Thursday, October 21, 2010

Rating My CD's: The Squarest Thing On the Jukebox

21. The Fiery Furnaces -- I'm Going Away

The Book of Daniel tells a story (Dn 3) of the Babylonian emperor Nebuchadnezzar, conqueror of Jerusalem, destroyer of Solomon's Temple, building a Golden Statue and demanding that all his subjects worship it. Three Jews refuse to do so, and Nebuchadnezzar throws them into a fiery furnace to be burned to death. Instead, an angel of God comes to the rescue, and they stand in the fire unharmed, until the king notices. He then proclaims that the God who could do such a thing is the greatest of all gods, and showers the three Jews with riches and favors.

I mention this because the actual band the Fiery Furnaces seems unaware of it. In a deeply uninteresting "In My Room" feature in the October 2007 issue of Spin (Golly! Rock Stars have kitchens! With stuff in them!), Eleanor Friedberger claims that "Our band name comes from a line in the movie Chitty Chitty Bang Bang." Although other web sites have claimed a double-reference to CCBB and the Bible, this review of Rehearsing My Choir, the FF's 2005 album, sticks to the initial story. And while I'd like to believe that the Brooklyn hipster duo behind this album know obscure stories from Old Testament Prophets, somehow that first story rings the truer.



I bought this on the recommendation of my brother, who is a musician in his own right. We don't always agree on music -- if I go in more for raucous bang-bang-rock-n'-roll, he's more in the jam/blues/jazz tradition. But we do have some points in common, and we have gotten to the point where we know what the other will like: for his last birthday I picked up a Robert Fripp album that the dug quite a bit. For his part, he recommended that I get into the Furnaces.

After listening to this album, and digesting it, I still feel like I haven't really heard them. This album seems off to me somehow, like there's something I'm missing. The title track shoots things off promisingly, a kind of alt-rockabilly croon-session, powerful in its juxtaposition of intimacy and the great big kiss-off. But on continuing listens I wonder why the lyrics keep repeating.

I mean, it's one thing to revisit the first chorus at the end. Lots of songs do that. It's quite another to repeat them three or four times as though you hadn't just sung them. This happens on several songs, most egregiously on "Drive to Dallas." It becomes jarring, then embarassing, and finally tedious, to hear Eleanor labor to find a new way to sing "I'm not going to drive to Dallas with blurry eyes ever again."

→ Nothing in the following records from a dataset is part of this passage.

PR #1077, opened 2019-09-28
Misc. RPL-Lite fixes

### LINKED ISSUE #1026: Probing stops after global repair.
The problem is this line and the next one:
https://github.com/contiki-ng/contiki-ng/blob/7b4de0585224d877de53d1402df28d4d31f3eef9/os/net/routing/rpl-lite/rpl-dag.c#L231

While other timers gets rescheduled, the probing timer is not scheduled in init_dag_from_dio function, but in process_dio_init_dag, which is not called in case of global repair. This causes the node to stop probing. This sometimes leads to a group of nodes joining the new version, but not being able to find any preferred parent in it, because of high etx to the DIO sender.

### LINKED ISSUE #1033: Global repair does not remove default route.
Hi,
I believe there is a bug in the global_repair_non_root function. It calls init_dag_from_dio to reinitialize the DAG, which calls init_dag, which does:
https://github.com/contiki-ng/contiki-ng/blob/7b4de0585224d877de53d1402df28d4d31f3eef9/os/net/routing/rpl-lite/rpl-dag.c#L483
This sets the preferred parent to NULL without calling rpl_neighbor_set_preferred_parent, which removes and adds default routes to preferred parent. This may lead to a node with no preferred parent sending packets to it's previous preferred parent. If a node has a preferred parent and performs global repair, this preferred parent is left as a default route. If after the repair, this node is left with no parent, it will use this leftover route as the default one.

simonduq:
Fixes #1033
Fixes #1026 

And also re-works how the preferred parent is cleared upon removing all neighbors.


g-oikonomou:
Changed base to branch `release-4.4`. Rebase possibly required.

But that's nothing compared to the fact that "Cups and Punches" steals whole lines from "Charmaine Champagne" (which itself has a line about "cups and punches" in it), lines that we'd become well familiar with in the first song. My brain can't take it. I can't even remember what the song after "Cups and Punches" sounds like.

I could dismiss all of this as simple laziness by a pair of hipster siblings, but I don't want to. I want to consider seriously that the Friedbergers intended some kind of Charmaine/Cups diptych, an idea mirroring itself. And such might be the plan behind all those wrung-out repetitions: exploring the facets of sound and meaning, wondering if any one could turn them on.

Or this, could be a band kicking up a dust of weirdness to keep the casual listeners away, rather like when the White Stripes put out Get Behind Me Satan, an album guarunteed to turn off anyone who hadn't been with the Stripes since at least White Blood Cells. That annoying kitchen interview in Spin has Eleanor posing in her hipster-girl uniform, and she seems unutterably bored with the whole business. I can't say I blame her.

Or, it could just suck. In which case, going away may be good for them for a while.